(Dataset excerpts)
PR #691, opened 2025-06-03
Add Pyrefly CI tests

geordi:
This is a testing run that does not affect the current CI pipeline conclusion but we'll see outputs of Pyrefly in PRs.


.github/workflows/ci.yml
```diff
@@ -27,6 +27,25 @@ jobs:
...
+        with:
+          python-version: "3.12"
+      - name: Install dependencies
+        run: |
+          sudo apt-get install libgraphviz-dev build-essential
+          python -m pip install --upgrade pip
+          pip install uv==0.7.8
+          uv sync --frozen
+      - name: Check migrations
+        run: uv run manage.py makemigrations api common web survey quiz --check
```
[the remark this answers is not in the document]
geordi: I wasn't sure if integration into `test-backend` would make the CI not passable. So I created separate job, but in the end of the day it should be part of the `test-backend`.

geordi:
I didn't know about `ty` until now 😁 Anyway, I think we can integrate all the available tools.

[ACTIVITY]: Each line holding the word "name" must be copied from the data.

[TASK RESPONSE]:
+      - name: Install dependencies
+      - name: Check migrations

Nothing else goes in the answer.